(What you are asked to do) Below are the records; collect from them each line containing the string "stuff".

──────

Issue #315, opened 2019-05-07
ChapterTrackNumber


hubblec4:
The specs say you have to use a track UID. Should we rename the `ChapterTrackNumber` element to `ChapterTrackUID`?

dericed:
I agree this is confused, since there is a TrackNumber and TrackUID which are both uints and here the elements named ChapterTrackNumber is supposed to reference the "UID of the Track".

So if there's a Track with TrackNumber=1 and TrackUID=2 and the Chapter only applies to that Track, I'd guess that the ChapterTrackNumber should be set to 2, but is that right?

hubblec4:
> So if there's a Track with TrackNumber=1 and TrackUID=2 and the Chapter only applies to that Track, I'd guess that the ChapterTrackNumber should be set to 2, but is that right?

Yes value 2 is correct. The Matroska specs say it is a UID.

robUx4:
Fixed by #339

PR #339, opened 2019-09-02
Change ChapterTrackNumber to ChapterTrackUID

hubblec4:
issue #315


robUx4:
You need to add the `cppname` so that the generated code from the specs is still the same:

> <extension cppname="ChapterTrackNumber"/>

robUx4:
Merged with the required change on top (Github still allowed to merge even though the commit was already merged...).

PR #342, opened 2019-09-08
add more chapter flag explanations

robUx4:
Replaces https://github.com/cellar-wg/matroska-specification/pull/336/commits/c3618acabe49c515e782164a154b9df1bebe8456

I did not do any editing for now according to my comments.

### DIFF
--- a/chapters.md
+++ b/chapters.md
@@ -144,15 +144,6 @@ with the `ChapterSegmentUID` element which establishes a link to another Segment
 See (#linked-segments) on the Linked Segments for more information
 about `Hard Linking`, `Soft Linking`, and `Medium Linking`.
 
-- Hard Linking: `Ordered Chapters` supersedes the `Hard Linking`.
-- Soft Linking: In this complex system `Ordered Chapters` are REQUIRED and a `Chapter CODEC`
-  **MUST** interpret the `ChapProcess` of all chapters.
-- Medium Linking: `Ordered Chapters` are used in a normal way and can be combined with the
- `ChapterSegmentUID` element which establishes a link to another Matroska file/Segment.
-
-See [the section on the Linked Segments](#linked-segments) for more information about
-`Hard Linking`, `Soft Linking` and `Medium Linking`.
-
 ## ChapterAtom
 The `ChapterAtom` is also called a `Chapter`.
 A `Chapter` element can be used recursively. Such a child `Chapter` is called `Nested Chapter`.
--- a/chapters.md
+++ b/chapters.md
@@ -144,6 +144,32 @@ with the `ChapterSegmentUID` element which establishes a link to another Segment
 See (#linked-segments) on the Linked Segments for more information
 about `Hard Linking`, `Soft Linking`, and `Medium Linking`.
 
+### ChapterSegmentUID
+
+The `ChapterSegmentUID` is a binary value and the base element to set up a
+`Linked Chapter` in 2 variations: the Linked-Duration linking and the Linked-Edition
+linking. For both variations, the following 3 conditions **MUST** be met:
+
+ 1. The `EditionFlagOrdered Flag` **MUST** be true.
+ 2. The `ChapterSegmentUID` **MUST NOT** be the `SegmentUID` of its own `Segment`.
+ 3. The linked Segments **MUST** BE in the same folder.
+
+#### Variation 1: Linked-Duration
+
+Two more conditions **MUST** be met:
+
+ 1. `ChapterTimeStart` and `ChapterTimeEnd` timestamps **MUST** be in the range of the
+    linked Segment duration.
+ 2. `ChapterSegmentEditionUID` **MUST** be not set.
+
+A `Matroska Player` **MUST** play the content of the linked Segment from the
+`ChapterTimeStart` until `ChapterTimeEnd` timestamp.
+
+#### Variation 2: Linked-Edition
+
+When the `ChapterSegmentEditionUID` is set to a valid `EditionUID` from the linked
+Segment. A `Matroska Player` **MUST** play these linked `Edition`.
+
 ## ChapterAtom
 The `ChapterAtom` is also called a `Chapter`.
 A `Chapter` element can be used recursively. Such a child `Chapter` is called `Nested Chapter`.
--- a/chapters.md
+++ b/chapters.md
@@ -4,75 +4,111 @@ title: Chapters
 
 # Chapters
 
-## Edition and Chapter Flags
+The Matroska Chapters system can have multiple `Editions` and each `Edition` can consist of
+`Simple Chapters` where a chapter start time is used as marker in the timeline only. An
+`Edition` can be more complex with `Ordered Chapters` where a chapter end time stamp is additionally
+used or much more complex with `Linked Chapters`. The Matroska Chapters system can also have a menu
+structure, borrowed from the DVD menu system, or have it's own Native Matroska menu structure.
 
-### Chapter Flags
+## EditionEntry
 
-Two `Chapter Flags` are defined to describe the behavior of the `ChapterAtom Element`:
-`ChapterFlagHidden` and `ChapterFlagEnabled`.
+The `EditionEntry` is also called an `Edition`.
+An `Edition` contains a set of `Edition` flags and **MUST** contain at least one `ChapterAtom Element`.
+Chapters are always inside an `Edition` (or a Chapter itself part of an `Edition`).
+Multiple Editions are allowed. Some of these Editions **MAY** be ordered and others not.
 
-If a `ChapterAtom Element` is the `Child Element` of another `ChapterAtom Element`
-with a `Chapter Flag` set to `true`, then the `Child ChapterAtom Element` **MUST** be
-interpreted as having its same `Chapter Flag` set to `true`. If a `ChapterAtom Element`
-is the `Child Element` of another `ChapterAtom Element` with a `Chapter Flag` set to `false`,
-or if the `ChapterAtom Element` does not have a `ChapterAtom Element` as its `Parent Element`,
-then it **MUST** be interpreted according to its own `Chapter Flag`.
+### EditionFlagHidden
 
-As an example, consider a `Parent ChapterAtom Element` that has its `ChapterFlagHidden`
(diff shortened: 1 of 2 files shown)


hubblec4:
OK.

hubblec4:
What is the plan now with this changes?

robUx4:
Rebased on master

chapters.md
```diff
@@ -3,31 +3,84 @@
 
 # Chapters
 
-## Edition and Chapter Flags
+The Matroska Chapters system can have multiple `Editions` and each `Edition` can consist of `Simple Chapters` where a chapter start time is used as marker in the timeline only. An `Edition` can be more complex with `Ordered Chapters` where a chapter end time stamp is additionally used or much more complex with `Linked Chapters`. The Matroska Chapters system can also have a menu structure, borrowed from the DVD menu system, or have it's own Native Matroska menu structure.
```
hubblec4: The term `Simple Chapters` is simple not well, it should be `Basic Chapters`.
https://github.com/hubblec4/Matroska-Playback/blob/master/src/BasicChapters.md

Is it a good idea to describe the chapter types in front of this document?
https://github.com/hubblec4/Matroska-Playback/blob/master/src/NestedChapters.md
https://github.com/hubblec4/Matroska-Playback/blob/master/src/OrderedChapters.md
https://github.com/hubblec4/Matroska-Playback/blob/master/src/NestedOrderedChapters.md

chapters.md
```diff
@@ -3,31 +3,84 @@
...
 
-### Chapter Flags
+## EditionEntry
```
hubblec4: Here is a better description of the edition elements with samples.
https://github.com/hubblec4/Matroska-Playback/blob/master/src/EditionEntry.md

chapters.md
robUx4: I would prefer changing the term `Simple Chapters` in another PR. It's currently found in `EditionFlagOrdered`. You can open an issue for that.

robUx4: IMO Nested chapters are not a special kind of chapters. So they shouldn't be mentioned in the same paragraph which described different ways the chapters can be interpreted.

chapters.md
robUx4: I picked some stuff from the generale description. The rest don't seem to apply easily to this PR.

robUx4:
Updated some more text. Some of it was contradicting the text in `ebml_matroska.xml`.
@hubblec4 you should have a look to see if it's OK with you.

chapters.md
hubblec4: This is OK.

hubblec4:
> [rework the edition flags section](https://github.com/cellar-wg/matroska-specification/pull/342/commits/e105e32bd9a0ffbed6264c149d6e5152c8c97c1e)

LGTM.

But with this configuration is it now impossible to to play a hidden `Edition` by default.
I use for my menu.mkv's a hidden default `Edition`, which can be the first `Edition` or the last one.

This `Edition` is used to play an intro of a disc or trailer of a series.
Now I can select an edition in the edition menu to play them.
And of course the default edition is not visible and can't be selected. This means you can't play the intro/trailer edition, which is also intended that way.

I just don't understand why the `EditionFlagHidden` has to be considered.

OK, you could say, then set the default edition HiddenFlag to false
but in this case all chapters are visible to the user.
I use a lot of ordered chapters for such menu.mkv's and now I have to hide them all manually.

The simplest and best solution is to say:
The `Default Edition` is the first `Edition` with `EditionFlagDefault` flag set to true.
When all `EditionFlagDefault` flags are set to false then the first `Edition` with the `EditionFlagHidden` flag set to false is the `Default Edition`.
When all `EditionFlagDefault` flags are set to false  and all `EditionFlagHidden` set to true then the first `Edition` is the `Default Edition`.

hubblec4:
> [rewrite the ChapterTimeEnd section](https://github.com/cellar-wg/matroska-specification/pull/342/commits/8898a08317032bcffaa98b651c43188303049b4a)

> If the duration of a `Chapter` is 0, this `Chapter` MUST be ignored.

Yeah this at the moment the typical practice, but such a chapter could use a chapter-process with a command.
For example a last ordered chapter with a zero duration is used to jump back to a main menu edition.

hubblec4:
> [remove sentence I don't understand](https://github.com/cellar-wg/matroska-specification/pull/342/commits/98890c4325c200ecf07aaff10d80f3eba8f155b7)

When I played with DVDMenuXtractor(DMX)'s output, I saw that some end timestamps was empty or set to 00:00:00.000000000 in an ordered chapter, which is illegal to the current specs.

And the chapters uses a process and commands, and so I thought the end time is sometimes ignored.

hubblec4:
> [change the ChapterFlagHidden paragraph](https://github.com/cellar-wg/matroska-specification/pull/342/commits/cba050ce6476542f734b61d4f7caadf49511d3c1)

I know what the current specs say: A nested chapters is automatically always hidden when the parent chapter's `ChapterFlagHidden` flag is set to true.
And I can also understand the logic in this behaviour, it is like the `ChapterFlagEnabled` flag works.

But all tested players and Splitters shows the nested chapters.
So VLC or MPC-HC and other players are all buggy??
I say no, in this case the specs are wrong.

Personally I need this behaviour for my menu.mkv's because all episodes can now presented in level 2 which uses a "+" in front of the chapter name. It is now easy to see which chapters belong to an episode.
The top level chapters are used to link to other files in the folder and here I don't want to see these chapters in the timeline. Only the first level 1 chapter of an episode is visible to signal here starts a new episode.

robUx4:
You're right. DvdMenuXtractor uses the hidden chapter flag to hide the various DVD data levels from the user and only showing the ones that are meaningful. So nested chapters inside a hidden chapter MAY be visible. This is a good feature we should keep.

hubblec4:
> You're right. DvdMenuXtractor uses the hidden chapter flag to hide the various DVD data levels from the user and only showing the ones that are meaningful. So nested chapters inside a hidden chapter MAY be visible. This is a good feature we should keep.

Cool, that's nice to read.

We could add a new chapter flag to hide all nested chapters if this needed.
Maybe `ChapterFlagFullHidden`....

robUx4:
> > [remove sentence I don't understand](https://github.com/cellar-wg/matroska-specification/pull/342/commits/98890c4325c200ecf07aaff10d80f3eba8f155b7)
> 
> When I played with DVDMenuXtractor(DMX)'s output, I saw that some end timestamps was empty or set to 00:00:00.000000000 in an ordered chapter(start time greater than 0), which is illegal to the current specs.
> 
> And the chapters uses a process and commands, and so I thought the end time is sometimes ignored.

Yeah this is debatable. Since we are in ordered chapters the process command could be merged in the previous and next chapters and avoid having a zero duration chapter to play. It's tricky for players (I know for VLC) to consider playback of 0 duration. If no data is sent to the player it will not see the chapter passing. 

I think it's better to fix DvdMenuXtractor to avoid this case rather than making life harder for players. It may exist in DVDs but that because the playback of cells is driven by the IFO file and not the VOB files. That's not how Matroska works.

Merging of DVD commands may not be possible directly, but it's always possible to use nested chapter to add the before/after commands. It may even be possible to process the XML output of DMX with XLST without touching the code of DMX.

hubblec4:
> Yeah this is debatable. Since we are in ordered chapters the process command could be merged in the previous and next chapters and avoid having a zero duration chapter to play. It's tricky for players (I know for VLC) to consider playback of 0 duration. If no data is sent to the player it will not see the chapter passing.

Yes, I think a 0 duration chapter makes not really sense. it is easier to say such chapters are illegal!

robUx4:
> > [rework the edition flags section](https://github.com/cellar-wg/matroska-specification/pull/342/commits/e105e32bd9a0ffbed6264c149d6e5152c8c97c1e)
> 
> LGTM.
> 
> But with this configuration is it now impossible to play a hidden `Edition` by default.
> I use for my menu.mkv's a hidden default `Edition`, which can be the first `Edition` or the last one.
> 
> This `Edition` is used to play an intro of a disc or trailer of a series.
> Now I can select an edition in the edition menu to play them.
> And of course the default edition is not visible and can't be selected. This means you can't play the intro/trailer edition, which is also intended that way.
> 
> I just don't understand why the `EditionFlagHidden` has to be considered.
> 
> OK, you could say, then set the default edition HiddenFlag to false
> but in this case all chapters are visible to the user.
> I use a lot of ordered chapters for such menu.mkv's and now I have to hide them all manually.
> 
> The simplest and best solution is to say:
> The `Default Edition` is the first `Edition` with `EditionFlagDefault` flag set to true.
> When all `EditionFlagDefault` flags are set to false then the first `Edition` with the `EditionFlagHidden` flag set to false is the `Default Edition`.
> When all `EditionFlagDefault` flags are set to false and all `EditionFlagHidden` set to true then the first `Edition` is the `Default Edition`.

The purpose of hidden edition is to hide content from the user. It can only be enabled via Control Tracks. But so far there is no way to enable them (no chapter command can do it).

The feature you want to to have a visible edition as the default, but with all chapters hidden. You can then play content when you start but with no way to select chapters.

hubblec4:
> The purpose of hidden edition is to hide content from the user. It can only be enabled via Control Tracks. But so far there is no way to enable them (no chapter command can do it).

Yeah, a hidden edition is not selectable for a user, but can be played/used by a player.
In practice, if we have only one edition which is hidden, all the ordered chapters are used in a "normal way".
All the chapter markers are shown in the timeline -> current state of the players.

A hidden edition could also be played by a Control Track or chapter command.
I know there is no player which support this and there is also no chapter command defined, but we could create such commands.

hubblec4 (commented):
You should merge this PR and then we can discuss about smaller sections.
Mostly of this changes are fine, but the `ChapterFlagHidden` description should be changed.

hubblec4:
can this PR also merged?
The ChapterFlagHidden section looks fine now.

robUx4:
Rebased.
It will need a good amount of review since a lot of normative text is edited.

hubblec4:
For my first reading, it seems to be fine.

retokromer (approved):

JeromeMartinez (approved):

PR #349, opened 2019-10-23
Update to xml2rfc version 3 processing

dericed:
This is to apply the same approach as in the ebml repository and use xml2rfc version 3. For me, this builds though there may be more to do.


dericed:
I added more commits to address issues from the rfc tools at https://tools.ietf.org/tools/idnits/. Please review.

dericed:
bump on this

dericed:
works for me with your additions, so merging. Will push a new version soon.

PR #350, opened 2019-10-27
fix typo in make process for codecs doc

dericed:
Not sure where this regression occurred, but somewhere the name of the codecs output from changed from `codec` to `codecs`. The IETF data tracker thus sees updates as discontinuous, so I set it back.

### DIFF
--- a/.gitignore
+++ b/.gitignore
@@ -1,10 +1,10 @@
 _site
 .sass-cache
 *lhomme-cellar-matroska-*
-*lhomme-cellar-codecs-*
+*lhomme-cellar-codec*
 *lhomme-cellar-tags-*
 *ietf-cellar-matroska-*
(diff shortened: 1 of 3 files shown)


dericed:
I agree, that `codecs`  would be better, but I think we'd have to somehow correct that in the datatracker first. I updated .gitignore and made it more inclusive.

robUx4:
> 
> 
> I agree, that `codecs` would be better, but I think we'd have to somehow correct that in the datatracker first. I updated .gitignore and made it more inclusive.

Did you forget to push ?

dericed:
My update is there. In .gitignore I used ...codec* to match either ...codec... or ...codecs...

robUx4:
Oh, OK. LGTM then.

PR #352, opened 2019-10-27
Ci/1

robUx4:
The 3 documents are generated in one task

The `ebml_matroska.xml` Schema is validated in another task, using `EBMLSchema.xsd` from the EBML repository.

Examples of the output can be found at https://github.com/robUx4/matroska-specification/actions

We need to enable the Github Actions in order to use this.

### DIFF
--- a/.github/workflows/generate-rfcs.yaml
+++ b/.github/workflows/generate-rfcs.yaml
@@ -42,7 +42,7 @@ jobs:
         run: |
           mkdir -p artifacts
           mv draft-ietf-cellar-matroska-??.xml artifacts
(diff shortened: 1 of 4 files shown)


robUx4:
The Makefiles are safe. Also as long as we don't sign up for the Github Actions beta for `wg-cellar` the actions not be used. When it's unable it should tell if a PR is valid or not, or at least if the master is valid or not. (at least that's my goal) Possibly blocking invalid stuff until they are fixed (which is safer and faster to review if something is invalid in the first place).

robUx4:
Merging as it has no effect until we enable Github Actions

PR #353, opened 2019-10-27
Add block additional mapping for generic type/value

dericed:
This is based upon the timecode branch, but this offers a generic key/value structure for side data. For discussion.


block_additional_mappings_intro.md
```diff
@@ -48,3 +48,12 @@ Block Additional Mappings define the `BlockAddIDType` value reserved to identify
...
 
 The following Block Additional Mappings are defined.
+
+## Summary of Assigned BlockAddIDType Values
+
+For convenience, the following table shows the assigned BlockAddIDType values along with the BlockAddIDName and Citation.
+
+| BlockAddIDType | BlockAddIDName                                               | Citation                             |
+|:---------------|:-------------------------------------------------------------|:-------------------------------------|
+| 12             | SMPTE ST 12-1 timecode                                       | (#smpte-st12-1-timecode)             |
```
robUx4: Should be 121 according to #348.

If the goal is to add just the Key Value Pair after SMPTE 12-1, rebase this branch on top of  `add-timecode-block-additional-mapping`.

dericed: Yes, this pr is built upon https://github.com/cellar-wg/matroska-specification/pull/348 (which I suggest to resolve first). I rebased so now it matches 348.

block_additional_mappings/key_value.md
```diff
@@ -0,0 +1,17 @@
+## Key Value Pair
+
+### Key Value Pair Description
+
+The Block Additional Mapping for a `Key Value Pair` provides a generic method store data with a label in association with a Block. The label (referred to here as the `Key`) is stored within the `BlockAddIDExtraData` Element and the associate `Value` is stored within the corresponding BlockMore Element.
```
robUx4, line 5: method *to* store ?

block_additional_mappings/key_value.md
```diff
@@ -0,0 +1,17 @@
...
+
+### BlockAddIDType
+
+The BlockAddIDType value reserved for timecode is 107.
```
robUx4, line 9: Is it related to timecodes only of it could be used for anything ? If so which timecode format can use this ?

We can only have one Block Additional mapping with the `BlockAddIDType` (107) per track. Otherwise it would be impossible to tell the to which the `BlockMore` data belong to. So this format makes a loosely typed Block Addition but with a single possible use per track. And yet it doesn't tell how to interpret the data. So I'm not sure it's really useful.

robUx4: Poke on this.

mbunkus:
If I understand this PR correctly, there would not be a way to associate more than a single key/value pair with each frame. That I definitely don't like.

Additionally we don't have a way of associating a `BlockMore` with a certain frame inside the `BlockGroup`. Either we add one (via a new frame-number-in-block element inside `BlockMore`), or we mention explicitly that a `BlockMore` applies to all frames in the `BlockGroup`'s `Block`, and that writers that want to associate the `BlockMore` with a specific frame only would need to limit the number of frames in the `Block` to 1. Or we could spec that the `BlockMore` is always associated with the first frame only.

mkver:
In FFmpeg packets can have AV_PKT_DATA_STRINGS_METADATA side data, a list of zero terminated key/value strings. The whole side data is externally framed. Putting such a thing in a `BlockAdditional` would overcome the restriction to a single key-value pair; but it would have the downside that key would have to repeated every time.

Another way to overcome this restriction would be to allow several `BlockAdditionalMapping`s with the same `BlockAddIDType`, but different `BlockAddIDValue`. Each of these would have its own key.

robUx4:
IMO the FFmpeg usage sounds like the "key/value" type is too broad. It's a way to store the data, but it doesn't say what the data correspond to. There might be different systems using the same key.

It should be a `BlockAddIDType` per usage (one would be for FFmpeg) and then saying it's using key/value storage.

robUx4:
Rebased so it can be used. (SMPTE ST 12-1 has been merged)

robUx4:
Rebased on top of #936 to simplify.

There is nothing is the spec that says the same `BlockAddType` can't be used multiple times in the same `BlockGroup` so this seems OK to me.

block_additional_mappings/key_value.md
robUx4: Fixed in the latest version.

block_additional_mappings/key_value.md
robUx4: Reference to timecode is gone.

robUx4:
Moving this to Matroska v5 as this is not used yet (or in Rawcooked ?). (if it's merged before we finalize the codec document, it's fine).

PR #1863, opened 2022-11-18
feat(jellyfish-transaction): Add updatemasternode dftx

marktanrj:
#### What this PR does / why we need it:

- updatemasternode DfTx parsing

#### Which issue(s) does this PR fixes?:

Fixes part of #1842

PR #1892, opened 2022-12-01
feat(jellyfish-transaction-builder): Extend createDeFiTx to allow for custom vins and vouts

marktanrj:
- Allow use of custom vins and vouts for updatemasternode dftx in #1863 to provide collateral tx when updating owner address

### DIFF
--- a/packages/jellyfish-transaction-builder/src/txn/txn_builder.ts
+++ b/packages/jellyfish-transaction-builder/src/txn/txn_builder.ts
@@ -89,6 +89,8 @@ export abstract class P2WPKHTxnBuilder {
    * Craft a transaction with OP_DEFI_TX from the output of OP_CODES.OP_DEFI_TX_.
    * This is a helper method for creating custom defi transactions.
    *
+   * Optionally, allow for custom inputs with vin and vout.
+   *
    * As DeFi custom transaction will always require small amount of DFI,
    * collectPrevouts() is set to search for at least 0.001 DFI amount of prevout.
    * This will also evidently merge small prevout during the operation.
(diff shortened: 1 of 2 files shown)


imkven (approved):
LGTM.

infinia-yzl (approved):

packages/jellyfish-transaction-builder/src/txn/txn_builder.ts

──────

(Problem solution)
robUx4: I picked some stuff from the generale description. The rest don't seem to apply easily to this PR.
The Makefiles are safe. Also as long as we don't sign up for the Github Actions beta for `wg-cellar` the actions not be used. When it's unable it should tell if a PR is valid or not, or at least if the master is valid or not. (at least that's my goal) Possibly blocking invalid stuff until they are fixed (which is safer and faster to review if something is invalid in the first place).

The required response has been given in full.